PR #9557, opened 2025-03-06
ollamarunner: Improve multimodal input handling

jessegross:
Various vision models have different requirements for how they receive their inputs. For example:
 - Mllama wants images together with text and the image embeddings don't themselves have positions or get stored in the main KV cache
 - Llava-style models feed in embeddings similar to tokens and images correspond to a varying number of tokens in the cache.

In addition, the strategy for providing inputs must support batching and multiple sequences, which are managed by the runner. At the same time, we want to keep data handling fully in the model so that new architectures are not bottlenecked by runner code which does not understand their particular requirements.

This provides a method for models to edit the input stream so that it meets their needs while still being in a format that the runner understands. This allows the runner to avoid special processing for different models.

In addition, this fixes a regression where non-vision models may try to incorrectly interpret images.

### DIFF
--- a/model/models/mllama/model.go
+++ b/model/models/mllama/model.go
@@ -1,7 +1,12 @@
 package mllama
 
 import (
+	"bytes"
+	"encoding/binary"
 	"fmt"
+	"hash/fnv"
+	"image"
+	"slices"
 
 	"github.com/ollama/ollama/kvcache"
 	"github.com/ollama/ollama/ml"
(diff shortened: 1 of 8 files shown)


model/models/mllama/model.go
```diff
@@ -56,41 +61,79 @@ func New(c ml.Config) (model.Model, error) {
...
+	return m.Projector.Forward(ctx, crossAttentionStates), nil
+}
+
+func (m *Model) PostTokenize(ctx ml.Context, inputs []model.Input) ([]model.Input, error) {
+	var images []model.Input
+	fnvHash := fnv.New64a()
+
+	for i := range inputs {
+		if inputs[i].Multimodal == nil {
+			if images != nil {
```
jmorganca, line 110: nit: `len(images) > 0` would also protect us from `images[0]` accidentally dereferencing an empty slice.. I don't think it can happen in the code as-is however

jmorganca (approved):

**DIRECTIONS:** Pull each line holding "have" out of the listing.

**ANSWER SPACE:**
Various vision models have different requirements for how they receive their inputs. For example:
 - Mllama wants images together with text and the image embeddings don't themselves have positions or get stored in the main KV cache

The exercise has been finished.